* Work to be completed
Beginning with the line that contains "But getting things" in the material below, print each line exactly until the line that contains "The goal of" has been printed, then stop.

* Available data
------------------------

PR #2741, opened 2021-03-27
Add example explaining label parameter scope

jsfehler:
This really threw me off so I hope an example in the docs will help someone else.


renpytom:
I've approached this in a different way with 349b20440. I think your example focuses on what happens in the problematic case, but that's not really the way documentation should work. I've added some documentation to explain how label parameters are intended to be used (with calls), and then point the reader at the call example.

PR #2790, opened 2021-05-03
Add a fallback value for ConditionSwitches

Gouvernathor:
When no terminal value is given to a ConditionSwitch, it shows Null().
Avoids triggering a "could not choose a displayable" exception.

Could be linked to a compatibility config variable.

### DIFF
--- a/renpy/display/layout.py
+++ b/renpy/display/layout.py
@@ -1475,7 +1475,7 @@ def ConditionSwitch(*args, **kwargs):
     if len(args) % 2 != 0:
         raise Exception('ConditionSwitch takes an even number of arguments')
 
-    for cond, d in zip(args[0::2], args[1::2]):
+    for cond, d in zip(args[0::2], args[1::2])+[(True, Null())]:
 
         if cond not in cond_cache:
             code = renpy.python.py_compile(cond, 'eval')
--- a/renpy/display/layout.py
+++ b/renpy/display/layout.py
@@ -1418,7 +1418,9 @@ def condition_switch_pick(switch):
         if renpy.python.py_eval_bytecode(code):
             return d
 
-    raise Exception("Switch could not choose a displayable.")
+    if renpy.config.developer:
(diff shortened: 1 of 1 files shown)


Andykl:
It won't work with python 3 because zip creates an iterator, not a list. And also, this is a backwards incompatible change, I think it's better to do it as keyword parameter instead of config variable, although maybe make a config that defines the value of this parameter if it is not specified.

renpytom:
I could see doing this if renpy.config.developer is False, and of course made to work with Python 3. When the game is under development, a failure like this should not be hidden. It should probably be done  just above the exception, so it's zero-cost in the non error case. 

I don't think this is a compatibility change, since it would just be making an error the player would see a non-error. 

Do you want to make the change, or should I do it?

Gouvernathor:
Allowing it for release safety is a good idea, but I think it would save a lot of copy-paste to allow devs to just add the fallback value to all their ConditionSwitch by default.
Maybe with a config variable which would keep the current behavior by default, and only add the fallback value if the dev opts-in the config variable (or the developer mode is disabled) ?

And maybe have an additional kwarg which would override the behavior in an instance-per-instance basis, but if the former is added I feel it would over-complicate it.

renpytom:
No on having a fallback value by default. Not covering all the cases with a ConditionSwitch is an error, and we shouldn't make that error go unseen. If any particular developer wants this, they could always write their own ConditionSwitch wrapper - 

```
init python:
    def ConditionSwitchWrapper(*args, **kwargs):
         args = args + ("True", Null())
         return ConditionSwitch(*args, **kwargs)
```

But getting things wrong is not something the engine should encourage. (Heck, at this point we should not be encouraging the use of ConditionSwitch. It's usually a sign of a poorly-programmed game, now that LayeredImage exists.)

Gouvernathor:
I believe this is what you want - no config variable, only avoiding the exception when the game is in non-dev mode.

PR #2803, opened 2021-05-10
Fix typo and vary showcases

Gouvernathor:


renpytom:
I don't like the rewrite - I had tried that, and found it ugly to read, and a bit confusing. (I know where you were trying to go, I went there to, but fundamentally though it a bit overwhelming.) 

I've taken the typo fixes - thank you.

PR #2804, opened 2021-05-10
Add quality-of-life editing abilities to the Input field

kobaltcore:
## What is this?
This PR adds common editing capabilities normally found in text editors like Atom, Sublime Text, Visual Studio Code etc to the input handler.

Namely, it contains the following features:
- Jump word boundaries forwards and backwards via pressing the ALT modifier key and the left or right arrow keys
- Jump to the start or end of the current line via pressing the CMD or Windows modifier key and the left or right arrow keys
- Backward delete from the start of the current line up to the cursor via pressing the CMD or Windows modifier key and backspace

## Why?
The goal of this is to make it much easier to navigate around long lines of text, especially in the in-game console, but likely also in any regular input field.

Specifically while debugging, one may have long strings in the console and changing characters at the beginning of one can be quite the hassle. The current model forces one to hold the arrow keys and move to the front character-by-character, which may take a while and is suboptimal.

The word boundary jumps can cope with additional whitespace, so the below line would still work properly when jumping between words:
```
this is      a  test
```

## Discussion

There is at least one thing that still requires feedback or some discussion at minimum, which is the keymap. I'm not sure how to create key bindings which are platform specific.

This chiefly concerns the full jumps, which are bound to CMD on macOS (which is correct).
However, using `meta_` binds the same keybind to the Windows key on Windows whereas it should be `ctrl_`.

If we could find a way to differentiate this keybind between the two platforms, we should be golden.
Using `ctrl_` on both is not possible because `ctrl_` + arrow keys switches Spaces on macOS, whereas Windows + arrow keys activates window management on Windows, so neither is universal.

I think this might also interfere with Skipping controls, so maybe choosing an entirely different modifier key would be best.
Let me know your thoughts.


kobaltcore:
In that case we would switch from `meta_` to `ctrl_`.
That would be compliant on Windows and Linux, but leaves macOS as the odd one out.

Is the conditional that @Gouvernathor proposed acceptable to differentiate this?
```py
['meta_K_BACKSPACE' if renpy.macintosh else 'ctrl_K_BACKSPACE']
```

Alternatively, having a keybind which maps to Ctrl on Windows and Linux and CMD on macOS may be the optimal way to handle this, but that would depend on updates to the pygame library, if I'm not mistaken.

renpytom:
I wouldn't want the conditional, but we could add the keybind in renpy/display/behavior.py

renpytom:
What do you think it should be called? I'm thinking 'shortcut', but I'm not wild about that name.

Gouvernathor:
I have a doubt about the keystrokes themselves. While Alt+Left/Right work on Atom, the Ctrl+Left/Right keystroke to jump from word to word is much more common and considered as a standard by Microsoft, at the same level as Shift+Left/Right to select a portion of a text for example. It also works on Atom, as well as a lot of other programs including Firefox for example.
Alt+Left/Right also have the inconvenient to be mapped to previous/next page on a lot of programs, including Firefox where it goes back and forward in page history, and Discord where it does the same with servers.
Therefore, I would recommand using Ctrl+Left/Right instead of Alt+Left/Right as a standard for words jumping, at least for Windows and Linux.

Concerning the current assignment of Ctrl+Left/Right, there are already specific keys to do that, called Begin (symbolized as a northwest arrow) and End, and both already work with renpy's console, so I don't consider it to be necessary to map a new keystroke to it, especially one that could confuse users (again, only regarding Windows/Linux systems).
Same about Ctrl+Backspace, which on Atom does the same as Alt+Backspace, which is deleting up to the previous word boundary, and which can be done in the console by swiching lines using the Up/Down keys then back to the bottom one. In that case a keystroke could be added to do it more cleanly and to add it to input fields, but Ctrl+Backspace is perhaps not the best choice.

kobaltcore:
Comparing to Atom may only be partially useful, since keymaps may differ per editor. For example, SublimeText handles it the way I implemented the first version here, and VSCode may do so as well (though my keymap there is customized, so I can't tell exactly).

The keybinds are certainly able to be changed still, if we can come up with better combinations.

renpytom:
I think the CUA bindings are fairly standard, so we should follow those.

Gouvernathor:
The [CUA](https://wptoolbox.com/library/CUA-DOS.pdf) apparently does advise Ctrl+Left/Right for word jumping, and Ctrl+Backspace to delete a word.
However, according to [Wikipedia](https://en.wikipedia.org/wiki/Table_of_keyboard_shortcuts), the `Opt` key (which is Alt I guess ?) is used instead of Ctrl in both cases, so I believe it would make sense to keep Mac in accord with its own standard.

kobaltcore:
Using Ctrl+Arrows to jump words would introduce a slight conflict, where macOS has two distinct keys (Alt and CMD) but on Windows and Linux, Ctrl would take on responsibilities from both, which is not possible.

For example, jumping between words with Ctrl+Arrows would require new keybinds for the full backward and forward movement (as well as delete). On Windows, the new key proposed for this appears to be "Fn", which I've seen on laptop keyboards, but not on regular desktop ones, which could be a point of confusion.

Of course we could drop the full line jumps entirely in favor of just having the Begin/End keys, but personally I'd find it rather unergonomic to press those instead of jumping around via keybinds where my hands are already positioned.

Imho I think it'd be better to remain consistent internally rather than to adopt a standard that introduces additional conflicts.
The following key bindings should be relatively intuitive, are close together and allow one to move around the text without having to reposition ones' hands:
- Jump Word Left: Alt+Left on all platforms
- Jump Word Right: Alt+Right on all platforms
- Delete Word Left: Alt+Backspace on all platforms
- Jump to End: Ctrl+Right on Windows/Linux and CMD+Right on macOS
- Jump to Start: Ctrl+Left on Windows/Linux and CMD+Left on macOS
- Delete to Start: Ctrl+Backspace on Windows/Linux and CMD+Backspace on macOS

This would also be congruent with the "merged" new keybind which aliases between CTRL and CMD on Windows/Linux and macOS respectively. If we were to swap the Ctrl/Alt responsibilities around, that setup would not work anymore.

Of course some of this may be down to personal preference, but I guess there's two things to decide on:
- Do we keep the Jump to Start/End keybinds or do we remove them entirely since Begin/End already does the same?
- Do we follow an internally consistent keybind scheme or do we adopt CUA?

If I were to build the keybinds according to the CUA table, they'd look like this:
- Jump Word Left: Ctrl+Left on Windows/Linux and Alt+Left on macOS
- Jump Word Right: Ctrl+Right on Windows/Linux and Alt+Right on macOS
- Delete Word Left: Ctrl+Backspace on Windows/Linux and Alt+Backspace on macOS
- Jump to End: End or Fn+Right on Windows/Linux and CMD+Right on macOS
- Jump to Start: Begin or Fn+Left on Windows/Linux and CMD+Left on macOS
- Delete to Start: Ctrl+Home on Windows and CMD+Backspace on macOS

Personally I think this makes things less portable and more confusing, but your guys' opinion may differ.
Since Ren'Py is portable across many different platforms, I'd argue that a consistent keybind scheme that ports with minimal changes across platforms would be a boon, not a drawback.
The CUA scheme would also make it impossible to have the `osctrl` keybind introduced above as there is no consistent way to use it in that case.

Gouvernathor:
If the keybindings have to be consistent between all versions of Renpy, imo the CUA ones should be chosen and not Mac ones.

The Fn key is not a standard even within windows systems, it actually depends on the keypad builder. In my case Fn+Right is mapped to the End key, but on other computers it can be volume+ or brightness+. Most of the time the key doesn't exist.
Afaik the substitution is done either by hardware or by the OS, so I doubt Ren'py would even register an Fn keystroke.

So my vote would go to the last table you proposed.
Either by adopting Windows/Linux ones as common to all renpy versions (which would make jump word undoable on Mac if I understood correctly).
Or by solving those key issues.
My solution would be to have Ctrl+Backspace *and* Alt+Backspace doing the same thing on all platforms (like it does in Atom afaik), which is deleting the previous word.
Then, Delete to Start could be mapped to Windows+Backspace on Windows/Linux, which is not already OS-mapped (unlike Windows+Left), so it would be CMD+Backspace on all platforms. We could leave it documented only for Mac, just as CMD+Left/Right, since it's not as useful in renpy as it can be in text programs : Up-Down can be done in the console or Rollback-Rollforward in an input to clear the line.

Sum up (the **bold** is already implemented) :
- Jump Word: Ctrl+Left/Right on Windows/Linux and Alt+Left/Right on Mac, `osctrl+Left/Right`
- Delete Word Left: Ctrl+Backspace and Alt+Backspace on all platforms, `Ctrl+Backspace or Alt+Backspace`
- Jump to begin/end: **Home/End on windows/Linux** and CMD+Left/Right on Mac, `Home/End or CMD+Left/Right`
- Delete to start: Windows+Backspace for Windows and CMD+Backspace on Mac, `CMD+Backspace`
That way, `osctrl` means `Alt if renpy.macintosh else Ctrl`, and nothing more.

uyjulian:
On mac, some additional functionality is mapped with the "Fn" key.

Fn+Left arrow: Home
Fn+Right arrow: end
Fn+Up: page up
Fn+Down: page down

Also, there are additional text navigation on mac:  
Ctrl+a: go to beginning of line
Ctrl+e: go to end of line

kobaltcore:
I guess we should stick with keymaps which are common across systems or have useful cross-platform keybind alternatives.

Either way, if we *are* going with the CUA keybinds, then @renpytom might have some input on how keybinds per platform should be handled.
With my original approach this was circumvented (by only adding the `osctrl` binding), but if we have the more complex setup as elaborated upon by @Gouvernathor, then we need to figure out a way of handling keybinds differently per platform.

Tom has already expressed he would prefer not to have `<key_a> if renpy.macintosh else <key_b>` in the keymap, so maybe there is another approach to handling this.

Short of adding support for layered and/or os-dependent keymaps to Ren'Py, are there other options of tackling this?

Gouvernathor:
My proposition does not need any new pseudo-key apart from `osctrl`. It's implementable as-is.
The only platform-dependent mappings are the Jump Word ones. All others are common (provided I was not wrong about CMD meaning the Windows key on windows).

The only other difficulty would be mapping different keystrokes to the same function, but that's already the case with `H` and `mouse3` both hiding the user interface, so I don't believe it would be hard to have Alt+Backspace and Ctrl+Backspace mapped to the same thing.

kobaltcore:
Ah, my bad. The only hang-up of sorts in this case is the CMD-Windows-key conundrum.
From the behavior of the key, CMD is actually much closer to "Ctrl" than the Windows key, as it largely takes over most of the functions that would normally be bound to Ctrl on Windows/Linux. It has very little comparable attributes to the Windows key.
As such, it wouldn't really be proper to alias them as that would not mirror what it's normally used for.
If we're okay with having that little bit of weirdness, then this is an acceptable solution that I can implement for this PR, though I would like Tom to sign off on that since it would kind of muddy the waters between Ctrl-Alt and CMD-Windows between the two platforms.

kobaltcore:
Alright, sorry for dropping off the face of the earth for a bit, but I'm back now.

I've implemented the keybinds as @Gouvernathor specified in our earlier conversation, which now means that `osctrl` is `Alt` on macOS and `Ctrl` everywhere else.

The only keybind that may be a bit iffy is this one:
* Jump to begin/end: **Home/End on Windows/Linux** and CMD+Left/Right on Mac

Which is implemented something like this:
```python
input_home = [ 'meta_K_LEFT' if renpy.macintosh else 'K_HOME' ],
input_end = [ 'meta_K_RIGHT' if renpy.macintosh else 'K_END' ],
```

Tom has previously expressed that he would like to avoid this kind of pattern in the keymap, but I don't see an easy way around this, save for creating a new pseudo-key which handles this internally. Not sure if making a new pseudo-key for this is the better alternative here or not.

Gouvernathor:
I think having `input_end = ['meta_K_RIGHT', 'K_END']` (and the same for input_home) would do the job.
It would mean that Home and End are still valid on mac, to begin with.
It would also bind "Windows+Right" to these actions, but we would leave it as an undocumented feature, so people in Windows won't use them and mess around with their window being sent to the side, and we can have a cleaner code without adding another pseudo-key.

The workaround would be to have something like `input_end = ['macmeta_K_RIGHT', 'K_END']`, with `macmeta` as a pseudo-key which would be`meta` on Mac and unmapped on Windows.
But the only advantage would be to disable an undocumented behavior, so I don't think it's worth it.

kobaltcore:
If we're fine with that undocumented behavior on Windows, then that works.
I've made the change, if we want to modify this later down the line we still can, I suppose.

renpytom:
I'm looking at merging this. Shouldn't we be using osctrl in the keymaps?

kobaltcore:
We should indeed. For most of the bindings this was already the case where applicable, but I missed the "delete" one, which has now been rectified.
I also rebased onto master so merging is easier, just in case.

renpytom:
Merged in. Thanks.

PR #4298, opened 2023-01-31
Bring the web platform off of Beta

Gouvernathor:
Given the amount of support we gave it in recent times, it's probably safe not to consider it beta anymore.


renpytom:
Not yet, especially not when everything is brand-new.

------------------------

* Expected answer
But getting things wrong is not something the engine should encourage. (Heck, at this point we should not be encouraging the use of ConditionSwitch. It's usually a sign of a poorly-programmed game, now that LayeredImage exists.)

Gouvernathor:
I believe this is what you want - no config variable, only avoiding the exception when the game is in non-dev mode.

PR #2803, opened 2021-05-10
Fix typo and vary showcases

Gouvernathor:


renpytom:
I don't like the rewrite - I had tried that, and found it ugly to read, and a bit confusing. (I know where you were trying to go, I went there to, but fundamentally though it a bit overwhelming.) 

I've taken the typo fixes - thank you.

PR #2804, opened 2021-05-10
Add quality-of-life editing abilities to the Input field

kobaltcore:
## What is this?
This PR adds common editing capabilities normally found in text editors like Atom, Sublime Text, Visual Studio Code etc to the input handler.

Namely, it contains the following features:
- Jump word boundaries forwards and backwards via pressing the ALT modifier key and the left or right arrow keys
- Jump to the start or end of the current line via pressing the CMD or Windows modifier key and the left or right arrow keys
- Backward delete from the start of the current line up to the cursor via pressing the CMD or Windows modifier key and backspace

## Why?
The goal of this is to make it much easier to navigate around long lines of text, especially in the in-game console, but likely also in any regular input field.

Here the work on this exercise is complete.